I am trying to lower the following affine to LLVM

// affine.mlir :-

module attributes {tf.versions = {bad_consumers = , min_consumer = 0 : i32, producer = 1459 : i32}} {
func.func @__inference_conv2d_34(%arg0: memref<1x224x224x3xf32> {tf._user_specified_name = “input”}, %arg1: memref<5x5x3x3xf32> {tf._user_specified_name = “filters”}, %arg2: memref<1x112x112x3xf32>) attributes {tf.entry_function = {control_outputs = “”, inputs = “input,filters”, outputs = “identity_RetVal”}} {
%cst = arith.constant 0.000000e+00 : f32
%0 = bufferization.to_tensor %arg0 : memref<1x224x224x3xf32>
%alloc = memref.alloc() {alignment = 64 : i64} : memref<1x112x112x3xf32>
affine.for %arg3 = 0 to 1 {
affine.for %arg4 = 0 to 112 {
affine.for %arg5 = 0 to 112 {
affine.for %arg6 = 0 to 3 {
affine.store %cst, %alloc[%arg3, %arg4, %arg5, %arg6] : memref<1x112x112x3xf32>
}
}
}
}
%padded = tensor.pad %0 low[0, 1, 1, 0] high[0, 2, 2, 0] {
^bb0(%arg3: index, %arg4: index, %arg5: index, %arg6: index):
tensor.yield %cst : f32
} : tensor<1x224x224x3xf32> to tensor<1x227x227x3xf32>
%1 = bufferization.to_memref %padded : memref<1x227x227x3xf32>
%alloc_0 = memref.alloc() {alignment = 64 : i64} : memref<1x112x112x3xf32>
memref.copy %alloc, %alloc_0 : memref<1x112x112x3xf32> to memref<1x112x112x3xf32>
affine.for %arg3 = 0 to 1 {
affine.for %arg4 = 0 to 112 {
affine.for %arg5 = 0 to 112 {
affine.for %arg6 = 0 to 3 {
affine.for %arg7 = 0 to 5 {
affine.for %arg8 = 0 to 5 {
affine.for %arg9 = 0 to 3 {
%2 = affine.load %1[%arg3, %arg4 * 2 + %arg7, %arg5 * 2 + %arg8, %arg9] : memref<1x227x227x3xf32>
%3 = affine.load %arg1[%arg7, %arg8, %arg9, %arg6] : memref<5x5x3x3xf32>
%4 = affine.load %alloc_0[%arg3, %arg4, %arg5, %arg6] : memref<1x112x112x3xf32>
%5 = arith.mulf %2, %3 : f32
%6 = arith.addf %4, %5 : f32
affine.store %6, %alloc_0[%arg3, %arg4, %arg5, %arg6] : memref<1x112x112x3xf32>
}
}
}
}
}
}
}
memref.copy %alloc_0, %arg2 : memref<1x112x112x3xf32> to memref<1x112x112x3xf32>
return
}
}

using

mlir-opt affine.mlir --lower-affine --convert-scf-to-cf --finalize-memref-to-llvm --convert-cf-to-llvm --convert-func-to-llvm --convert-arith-to-llvm --reconcile-unrealized-casts

But I am getting the error

affine.mlir:2:36: note: see current operation: %12 = “builtin.unrealized_conversion_cast”(%11) : (!llvm.struct<(ptr, ptr, i64, array<4 x i64>, array<4 x i64>)>) → memref<1x224x224x3xf32>

After some debugging, I think the issue is with bufferization.to_tensor operation.

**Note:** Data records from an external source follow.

PR #283, opened 2026-08-30
test: cover malformed video input guards

### LINKED ISSUE #275: Four malformed-bitstream refusals in video.py have no test
### Current behavior

`src/hflow/video.py` refuses four kinds of malformed input. On current main (`7dedc63`), no test in the repository reaches any of them.

- `:111` `cannot map sampled frames onto an empty source stream`, in `source_log_times_for_sampled_frames` (`:87`)
- `:238` `invalid Annex B start code at byte {nal_start_offset}`
- `:264` `slice header has no complete first_mb_in_slice value`
- `:269` `slice header truncates its first_mb_in_slice value`

I replaced all four `raise` statements with `pass` at once and ran the whole suite:

```
1204 passed, 6 skipped
```

Every one of them can be deleted and nothing goes red.

### Why these four and not every raise in the file

The neighbouring guard at `:316`, `cannot insert an access-unit delimiter: no VCL NAL found`, **is** covered, by `test_ensure_aud_rejects_payload_without_coded_slice_data` (`tests/test_video.py:182`). So this is not a file nobody tested. It is four specific refusals that were missed while the ones around them were pinned, which is exactly the shape that stays missed.

These parse an H.264 bitstream that arrives from an arbitrary recorder. They are the code that decides a stream is malformed rather than quietly reading past the end of it, and the two `first_mb_in_slice` guards sit in the path that decides where one picture ends and the next begins. A truncated slice header that stops raising does not produce an error, it produces a wrong access-unit boundary.

### The pattern to copy

`tests/test_video.py` already builds malformed NAL byte strings by hand and asserts the refusal. Two examples:

- `test_split_rejects_garbage_without_aud` (`:128`) hand-assembles bytes and checks a refusal. Note it does not reach the `:238` start-code guard, so read it for the technique rather than assuming it covers this.
- `test_ensure_aud_rejects_payload_without_coded_slice_data` (`:182`) is the tightest example: build the bytes, `pytest.raises(ValueError, match="no VCL NAL")`.

The fixtures at the top of that file produce real encoded frames from ffmpeg when you need a valid stream to corrupt.

### What to build

A test for each of the four, asserting the refusal happens and that the message identifies which rule was broken.

The two `first_mb_in_slice` cases are the interesting ones. "Has no complete value" and "truncates its value" are different states of the same field, and constructing a byte string that reaches one but not the other is most of the work. Do that deliberately rather than by trial and error: read the surrounding code and say in the PR what distinguishes the two inputs you built.

`:111` is unrelated to bitstream parsing and much simpler. It is fine to do that one first.

Prove each test bites. Replace the guard it covers with `pass`, watch that one test go red and the others stay green, put it back. Put the result in the PR body. A test that passes whether or not the guard exists is the thing this issue exists to prevent.

### Definition of done

1. Each of the four guards has a test that fails when that guard is removed.
2. Nothing in `src/hflow/video.py` changes. This issue adds tests.
3. Assertions check the message, not just `ValueError`. All four raise the same type, so the type alone does not say which one fired.
4. The two `first_mb_in_slice` tests reach different guards. Show it: with `:264` removed, the `:264` test fails and the `:269` test still passes, and the reverse.
5. Byte strings are built from named constants or a helper that says what each part is, not bare hex literals. Whoever reads these next will be meeting Annex B for the first time.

But from [MLIR] lower bufferization.to_memref to LLVM - #2 by matthias-springer the bufferization.to_tensor need restrict attribute which is not generated when it got lowered. So how do I deal with this? I am trying to lower it to LLVM IR at the end.

Thank you.

Your input IR is mixed tensor/memref IR. Can you write the IR in tensor-only or memref-only? It will be easier to deal with. If you start with tensor IR, the -one-shot-bufferize pass can turn it into memref IR. (But it won’t be able to handle certain mixed tensor/memref IR such as bufferization.to_tensor without the restrict keyword.)

I am not writing the IR manually. I am making use of tf-opt on tensorflow function (using some bufferization passes) to generate it.

tf-opt -xla-legalize-tf -hlo-legalize-to-linalg -linalg-bufferize -func-bufferize -buffer-results-to-out-params -canonicalize -convert-linalg-to-affine-loops -canonicalize func.mlir

I would try removing all bufferization-related passes and instead run -one-shot-bufferize="bufferize-function-boundaries" as one of the last passes (before lowering to LLVM).

It’s not working.

Below is the func.mlir :-

module attributes {tf.versions = {bad_consumers = , min_consumer = 0 : i32, producer = 1459 : i32}} {
func.func @__inference_conv2d_34(%arg0: tensor<1x224x224x3xf32> {tf._user_specified_name = “input”}, %arg1: tensor<5x5x3x3xf32> {tf._user_specified_name = “filters”}) → tensor<1x112x112x3xf32> attributes {tf.entry_function = {control_outputs = “”, inputs = “input,filters”, outputs = “identity_RetVal”}} {
%0 = “tf.Conv2D”(%arg0, %arg1) {data_format = “NHWC”, device = “”, dilations = [1, 1, 1, 1], explicit_paddings = , padding = “SAME”, strides = [1, 2, 2, 1], use_cudnn_on_gpu = true} : (tensor<1x224x224x3xf32>, tensor<5x5x3x3xf32>) → tensor<1x112x112x3xf32>
%1 = “tf.Identity”(%0) {device = “”} : (tensor<1x112x112x3xf32>) → tensor<1x112x112x3xf32>
return %1 : tensor<1x112x112x3xf32>
}
}

If I remove all the bufferization related passes, the -convert-linalg-to-affine-loops is not creating any affine.loops (which I am trying to optimize) as seen below.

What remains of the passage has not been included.